PR #90, opened 2019-04-17
PMM-3864 Adding tests for PMM2 OVF images

puneet0191:
1. Ensures PMM2 OVF images are installed and imported via virtualbox

2. Will be used to test setup of `pmm-admin` and `pmm-agent` and run some sanity tests later.

PR #4020, opened 2026-05-04
PKG-1325: disable IPv6 early in Hetzner worker userData

nogueiraanderson:
## Changes

In `initMap['deb-docker']` userData, insert at the top (right after `set -o xtrace`):

```bash
sudo sysctl -w net.ipv6.conf.all.disable_ipv6=1 || true
sudo sysctl -w net.ipv6.conf.default.disable_ipv6=1 || true
sudo sysctl -w net.ipv6.conf.eth0.disable_ipv6=1 || true
echo "precedence ::ffff:0:0/96 100" | sudo tee -a /etc/gai.conf
```

The `gai.conf` line forces `getaddrinfo()` to prefer IPv4 — covers Go binaries that bypass kernel IPv6 state.

Applied to 9 Debian-Hetzner IaC files: `pg`, `pmm`, `ps3`, `ps57`, `ps80`, `psmdb`, `pxb`, `pxc`, `rel`. Cloud (Fedora) excluded.

Tracks [PKG-1325](https://perconadev.atlassian.net/browse/PKG-1325). Validated on `pg.cd` build [#92](https://pg.cd.percona.com/job/docker-cve-scan/92/) (UNSTABLE 7m28s, CVEs found, no network errors — vs #90 FAILURE 18m20s with `network is unreachable`).

[PKG-1325]: https://perconadev.atlassian.net/browse/PKG-1325?atlOrigin=eyJpIjoiNWRkNTljNzYxNjVmNDY3MDlhMDU5Y2ZhYzA5YTRkZjUiLCJwIjoiZ2l0aHViLWNvbS1KU1cifQ

### DIFF
--- a/IaC/pmm.cd/init.groovy.d/htz.cloud.groovy
+++ b/IaC/pmm.cd/init.groovy.d/htz.cloud.groovy
@@ -78,6 +78,11 @@ networkMap['percona-vpc-eu'] = '10442325' // percona-vpc-eu
 initMap = [:]
 initMap['deb-docker'] = '''#!/bin/bash -x
     set -o xtrace
+    # Force IPv4 early (Hetzner -> Cloudflare CDN IPv6 routing is intermittently broken, see PKG-1325)
+    sudo sysctl -w net.ipv6.conf.all.disable_ipv6=1 || true
+    sudo sysctl -w net.ipv6.conf.default.disable_ipv6=1 || true
+    sudo sysctl -w net.ipv6.conf.eth0.disable_ipv6=1 || true
+    echo "precedence ::ffff:0:0/96 100" | sudo tee -a /etc/gai.conf
     echo -e "nameserver 9.9.9.9\nnameserver 1.1.1.1" | sudo tee /etc/resolv.conf
     echo '10.30.6.9 repo.ci.percona.com' | sudo tee -a /etc/hosts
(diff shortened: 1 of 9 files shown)


IaC/pmm.cd/init.groovy.d/htz.cloud.groovy
```diff
@@ -78,6 +78,11 @@ networkMap['percona-vpc-eu'] = '10442325' // percona-vpc-eu
 initMap = [:]
 initMap['deb-docker'] = '''#!/bin/bash -x
     set -o xtrace
+    # Force IPv4 early (Hetzner -> Cloudflare CDN IPv6 routing is intermittently broken, see PKG-1325)
+    sudo sysctl -w net.ipv6.conf.all.disable_ipv6=1 || true
+    sudo sysctl -w net.ipv6.conf.default.disable_ipv6=1 || true
+    sudo sysctl -w net.ipv6.conf.eth0.disable_ipv6=1 || true
+    echo "precedence ::ffff:0:0/96 100" | sudo tee -a /etc/gai.conf
```
EvgeniyPatlan, line 85: I am not sure if adding || true to the end really helps. Let's imagine case when we start node and all these commands failed but because of true - everything is good. So in result we will get the node that will work with ipv6.

EvgeniyPatlan (approved):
--*--
* PROBLEM TO SOLVE *
Each entry given above is to be duplicated exactly.

* ANSWER TO THIS TASK *
PR #90, opened 2019-04-17
PMM-3864 Adding tests for PMM2 OVF images

puneet0191:
1. Ensures PMM2 OVF images are installed and imported via virtualbox

2. Will be used to test setup of `pmm-admin` and `pmm-agent` and run some sanity tests later.

PR #4020, opened 2026-05-04
PKG-1325: disable IPv6 early in Hetzner worker userData

nogueiraanderson:
## Changes

In `initMap['deb-docker']` userData, insert at the top (right after `set -o xtrace`):

```bash
sudo sysctl -w net.ipv6.conf.all.disable_ipv6=1 || true
sudo sysctl -w net.ipv6.conf.default.disable_ipv6=1 || true
sudo sysctl -w net.ipv6.conf.eth0.disable_ipv6=1 || true
echo "precedence ::ffff:0:0/96 100" | sudo tee -a /etc/gai.conf
```

The `gai.conf` line forces `getaddrinfo()` to prefer IPv4 — covers Go binaries that bypass kernel IPv6 state.

Applied to 9 Debian-Hetzner IaC files: `pg`, `pmm`, `ps3`, `ps57`, `ps80`, `psmdb`, `pxb`, `pxc`, `rel`. Cloud (Fedora) excluded.

Tracks [PKG-1325](https://perconadev.atlassian.net/browse/PKG-1325). Validated on `pg.cd` build [#92](https://pg.cd.percona.com/job/docker-cve-scan/92/) (UNSTABLE 7m28s, CVEs found, no network errors — vs #90 FAILURE 18m20s with `network is unreachable`).

[PKG-1325]: https://perconadev.atlassian.net/browse/PKG-1325?atlOrigin=eyJpIjoiNWRkNTljNzYxNjVmNDY3MDlhMDU5Y2ZhYzA5YTRkZjUiLCJwIjoiZ2l0aHViLWNvbS1KU1cifQ

### DIFF
--- a/IaC/pmm.cd/init.groovy.d/htz.cloud.groovy
+++ b/IaC/pmm.cd/init.groovy.d/htz.cloud.groovy
@@ -78,6 +78,11 @@ networkMap['percona-vpc-eu'] = '10442325' // percona-vpc-eu
 initMap = [:]
 initMap['deb-docker'] = '''#!/bin/bash -x
     set -o xtrace
+    # Force IPv4 early (Hetzner -> Cloudflare CDN IPv6 routing is intermittently broken, see PKG-1325)
+    sudo sysctl -w net.ipv6.conf.all.disable_ipv6=1 || true
+    sudo sysctl -w net.ipv6.conf.default.disable_ipv6=1 || true
+    sudo sysctl -w net.ipv6.conf.eth0.disable_ipv6=1 || true
+    echo "precedence ::ffff:0:0/96 100" | sudo tee -a /etc/gai.conf
     echo -e "nameserver 9.9.9.9\nnameserver 1.1.1.1" | sudo tee /etc/resolv.conf
     echo '10.30.6.9 repo.ci.percona.com' | sudo tee -a /etc/hosts
(diff shortened: 1 of 9 files shown)


IaC/pmm.cd/init.groovy.d/htz.cloud.groovy
```diff
@@ -78,6 +78,11 @@ networkMap['percona-vpc-eu'] = '10442325' // percona-vpc-eu
 initMap = [:]
 initMap['deb-docker'] = '''#!/bin/bash -x
     set -o xtrace
+    # Force IPv4 early (Hetzner -> Cloudflare CDN IPv6 routing is intermittently broken, see PKG-1325)
+    sudo sysctl -w net.ipv6.conf.all.disable_ipv6=1 || true
+    sudo sysctl -w net.ipv6.conf.default.disable_ipv6=1 || true
+    sudo sysctl -w net.ipv6.conf.eth0.disable_ipv6=1 || true
+    echo "precedence ::ffff:0:0/96 100" | sudo tee -a /etc/gai.conf
```
EvgeniyPatlan, line 85: I am not sure if adding || true to the end really helps. Let's imagine case when we start node and all these commands failed but because of true - everything is good. So in result we will get the node that will work with ipv6.

EvgeniyPatlan (approved):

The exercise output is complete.